RE: Kinetic Energy...how exactly does it work?
What you are seeing is that when you increase your arrow weight to much, you are dropping to much speed. Theres actually a maximum arrow weight that will give you the maximum amount of KE. Use the KE calculator I posted yesterday to find this. Many times people think the heavier your arrow is, the more penetration you will get. WRONG. Lets look at this. If you shoot an arrow at exactly 350 grains, you might get 70 ft/lbs KE at 300 fps. But if you throw a HEAVY log of an arrow on there that weighs 650 grains, I'm going to see that my FPS has dropped to ABOUT 200. And my KE has dropped to about 58 ft/lbs. BUT WAIT, I thought the heavier the arrow, the more KE. That is a misconception.

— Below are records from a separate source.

PR #2303, opened 2026-08-17
feat(python): generate Pydantic models and basic catalogs for A2UI spec v0.8 and v1.0

nan-yu:
## Description

This PR squashes and integrates the Pydantic data model and basic catalog generation for A2UI specifications **v0.8** and **v1.0** (squashing PR #2303 and PR #2308).

### Summary of Changes:
- **v0.8 Generation**:
  - `schema/v0_8/`: Constants, common types (baseline without accessibility/checks), client/server messages, client capabilities, and catalog definition.
  - `basic_catalog/v0_8/`: Component models and basic catalog registration.
- **v1.0 Generation**:
  - `schema/v1_0/`: Constants, common types (`FunctionCommon`, `IndexSystemFunction`, `Checkable`, `Surface`, `Extensions`), agent/renderer messages, capabilities, and catalog definition.
  - `basic_catalog/v1_0/`: Component models, function APIs, operator APIs (`@index`), and function implementations (`{"valid": bool}` validation).
- **Basic Catalog Architecture**:
  - Extracted shared utilities (`expression_parser.py`, `locale_config.py`) to `basic_catalog/`.
  - Maintained version-isolated `operator_apis.py` and `function_impls.py` in `v0_9/` and `v1_0/`.
- **Dynamic Codegen Generator**:
  - Dynamically compiles all `$defs` from `common_types.json` in topological order.
  - Supports `patternProperties` for extensible models (`Extensions`).
  - Auto-generates version-scoped imports in `components.py` and package `__init__.py`.

### Verification:
- `uv run pytest python/` (729 passed)
- `uv run --all-packages mypy .` (0 errors)
- `uv run pyink --check .` (clean)
- All skill tests and integration checks passed.

TAG=agy


.agents/skills/a2ui-generate-pydantic-models/scripts/codegen_pydantic.py
```diff
@@ -463,201 +474,200 @@ def validate_version_field(cls, v: Any, info: ValidationInfo) -> Any:
...
-        )
-
-    if "ValidationResult" in defs:
-        common_blocks.append(
-            codegen.compile_object_def("ValidationResult", defs["ValidationResult"])
-        )
+    if not defs:
+        # Baseline fallback for versions without common_types.json (e.g. v0.8)
+        common_blocks.extend([
+            """class DataBinding(StrictBaseModel):
```
gspencergoog: This seems fragile.  Right now, if we change the schema, then this needs to be regenerated/updated.  It would be ideal if we can codegen directly from the JSON without having to update this.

And this is why. You have added so much weight to your arrow that you now have slowed it down so tremendously that the arrow energy has actually been decreased. (Check it in the KE formula if you need) Since the speed has dropped so much you have also lost KE. Its kind of like a teeter totter. When one side increases (arrow weight) the other side must decrease (arrow speed) and thus the KE is affected through these two things. If you think of the arrow weight as your variable you will notice that KE and your fps are its dependents. The KE and FPS are DEPENDENT on the arrows weight.

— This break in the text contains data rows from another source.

PR #2307, opened 2026-08-17
remove hardcoded url so mcp demo works in mcp inspector

wrenj:


sugoi-yuzuru (approved):
Can you add a comment that this should be changed for productionized version for better security posture?

wrenj:
> Can you add a comment that this should be changed for productionized version for better security posture?

Leaving as is since this is how MCP Apps does it 

https://github.com/modelcontextprotocol/ext-apps/blob/10195ad91851502134930e9b80ec2c04e277a720/src/message-transport.ts#L120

Lets think of this in a real world example. If I take a bowling ball and roll it into you at 5 mph and then I take a baseball and throw it at you at 50 mph which is going to hurt more?

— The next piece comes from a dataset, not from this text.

PR #2331, opened 2026-08-18
feat(swift): Core validation rules, reactivity, and type coercion

pinieb:
# Summary

This PR extends the `A2UICore` engine with support for validation check rules, improved type coercion according to the A2UI specification, synchronous state update notifications, and schema classification for numbers, integers, and dynamic string lists.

For the guy who said that the KE may be lower, but the momentum will be higher is actually not exactly right. While there is some truth to his arguement, KE and momentum are so closely related and almost identical in formulas that their difference doesnt translate into real world use.
Bottom line is KE and momentum are almost identical scientific properties in a reality sense.
To sum all of this up in a snetence or two this is the bottom line. If you add to much weight to your arrow, the fps slows down so much that it negatively affects your KE. Likewise if you hunting arrow is to light you will gain massive speed, but will be too light to have high KE numbers.